Una de las cláusulas establece que la renta anual, que partía en 2014 de 23,6 millones sin IVA, se actualizará en base al IPC del mes de octubre con un "suelo" del 1,5%. En el caso del índice aplicable en 2016, la inflación fue negativa, al situarse en el -0,7% según el Instituto Nacional de Estadística. Sin embargo, la renta se actualizó con el 1,5%. Al término del periodo de vigencia del acuerdo, la renta ascenderá como mínimo a 31,3 millones de euros, y la Junta habrá abonado a su arrendador un total de 545,7 millones, según consta en el informe de la Cámara. En cuanto al IVA satisfecho por el alquiler, y suponiendo que se mantenga en los tipos actuales en 2034, la Junta habrá pagado 114,6 millones de euros tras veinte años. A esta cantidad se suma 7,4 millones de euros por reparaciones acometidas en 2015 por vicios ocultos. Así, el importe total de los flujos negativos ascenderá a 784,3 millones, de los que 116,5 corresponden al valor residual de los terrenos si la Junta continuara siendo la propietaria.

La operación también reporta flujos positivos para la caja de la administración regional. Además de los 300 millones abonados por WP Carey, la Junta ahorrará 43,8 millones -a razón de 2,2 millones anuales- en gastos de mantenimiento y el pago del IBI y seguros, que corren a cargo del arrendador. Asimismo, recuperará el 50% del IVA que le corresponde por el modelo de financiación autonómica -57,7 millones-. También ha ingresado ya los seis millones de la liquidación del Impuesto de Actos Jurídicos Documentados por la escritura de la operación. En total, los flujos positivos en la caja de la Junta ascenderán a 407,1 millones de euros, según el órgano fiscalizador.

La Cámara de Cuentas también detecta un error contable de 81,4 millones de euros en la valoración de uno de los inmuebles transferidos. Esto supuso que la Junta se adjudicara una pérdida patrimonial de 112 millones -resultante de la diferencia entre los 412 millones del valor en libros de los inmuebles y los 300 millones ingresados efectivamente por su enajenación- cuando en realidad la pérdida patrimonial neta se situó en 30,9 millones. Además, recuerda que a partir de 2034 la Junta dejará de ocupar las oficinas enajenadas, según el contrato suscrito con JP Carey. "Por tanto, deberán considerarse estrategias o planes para seguir prestando esos servicios", señala el informe. Pasados los veinte años, la Junta puede recomprar estos edificios, aunque no tiene derecho de compra preferente porque computaría como deuda de cara al objetivo de déficit.

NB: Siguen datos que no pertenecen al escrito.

PR #8, opened 2018-06-29
Zkconfig

sjwoodman:
Added a ZooKeeper backed ConfigSource and example application that uses it.


kenfinnigan:
Should this also be added to the main Maven reactor build?

How is this expected to be released otherwise?

config-sources/zookeeper/src/main/java/io/streamzi/config/zk/ZkConfigSource.java
```diff
@@ -0,0 +1,147 @@
...
+        /*
+         * Explicitly ignore all keys that are prefixed with the prefix used to configure the Zookeeper connection.
+         * Other wise a stack overflow obviously happens.
+         */
+        if (key.startsWith(ignoredPrefix)) {
+            return null;
+        }
+        try {
+
+            final Stat stat = getCuratorClient().checkExists().forPath(applicationId + "/" + key);
```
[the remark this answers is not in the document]
sjwoodman: getCuratorClient() will throw a ZooKeeperConfigException if the properties are not set.

sjwoodman:
@bobmcwhirter I've updated the PR to address your comments.

kenfinnigan:
Doesn't look like it's part of the Maven build yet right?

Any reason for that?

sjwoodman:
@kenfinnigan Added and (now) passing tests.

config-sources/zookeeper/pom.xml
```diff
@@ -0,0 +1,107 @@
+<?xml version="1.0" encoding="UTF-8"?>
+<project xmlns="http://maven.apache.org/POM/4.0.0" xmlns:xsi="http://www.w3.org/2001/XMLSchema-instance"
+         xsi:schemaLocation="http://maven.apache.org/POM/4.0.0 http://maven.apache.org/maven-v4_0_0.xsd">
+    <modelVersion>4.0.0</modelVersion>
+
```
kenfinnigan: This should probably inherit from the config parent POM so that versions for a lot of these things can be pulled in automatically, and also so that release configuration is passed down

config-sources/zookeeper/pom.xml
```diff
@@ -0,0 +1,107 @@
...
+            <version>${version.curator}</version>
+        </dependency>
+
+        <dependency>
+            <groupId>org.eclipse.microprofile.config</groupId>
+            <artifactId>microprofile-config-api</artifactId>
+            <version>${version.microprofile.config}</version>
+        </dependency>
+
+        <dependency>
```
kenfinnigan: This needs to be pulling in smallrye-config, and nothing from WF Swarm/Thorntail

config-sources/zookeeper/example/pom.xml
```diff
@@ -0,0 +1,104 @@
+<?xml version="1.0" encoding="UTF-8"?>
+<project xmlns="http://maven.apache.org/POM/4.0.0" xmlns:xsi="http://www.w3.org/2001/XMLSchema-instance"
+         xsi:schemaLocation="http://maven.apache.org/POM/4.0.0 http://maven.apache.org/maven-v4_0_0.xsd">
+    <modelVersion>4.0.0</modelVersion>
```
kenfinnigan: Given there's already a test, i'm not sure about an example here as well.

My reason for that is it's an additional thing to keep up to date, and could cause issues with changes in smallrye-config being required for the example to work but WF Swarm/Thorntail not having a version available with the necessary smallrye-config changes. We end up in a bit of a loop

config-sources/zookeeper/pom.xml
```diff
@@ -0,0 +1,107 @@
+<?xml version="1.0" encoding="UTF-8"?>
+<project xmlns="http://maven.apache.org/POM/4.0.0" xmlns:xsi="http://www.w3.org/2001/XMLSchema-instance"
+         xsi:schemaLocation="http://maven.apache.org/POM/4.0.0 http://maven.apache.org/maven-v4_0_0.xsd">
+    <modelVersion>4.0.0</modelVersion>
+
+    <groupId>io.smallrye</groupId>
+    <artifactId>zookeeper-config-source</artifactId>
```
kenfinnigan: I'm also wondering if we need an intermediate pom in /config-sources that changes the groupId to `io.smallrye.config-sources` and then this artifact inherits that groupId and has an artifactId of `zookeeper`?

sjwoodman:
My branch has become corrupted following a rebase. I'm closing this PR and will submit a new one that addresses your comments.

La Consejería de Hacienda defendió ayer la utilidad de la operación para lograr ingresos en un momento de crisis y sostener los servicios públicos "a pesar de los recortes aprobados por el Gobierno estatal y la imposición de una senda de consolidación fiscal injusta". El departamento dirigido por María Jesús Montero aseveró que la enajenación de inmuebles "respetó todas las prerrogativas legales y se hizo a valor de mercado, sin quebranto para las arcas públicas". "Permitió a la Junta de Andalucía cerrar 2014 con un déficit y una deuda inferiores al conjunto de las comunidades autónomas, a pesar de recibir 1.079 millones menos del modelo de financiación autonómico", subrayó el gobierno andaluz, que incidió en que las condiciones fueron mejores que las logradas por Madrid o Cataluña en operaciones similares. "El tipo mínimo de actualización de la renta, el 1,5%, es la mitad del ofrecido por la mayoría de las ofertas recibidos, además de estar muy por debajo de la variación media en el periodo inmediatamente anterior (2002-2013)", defendió.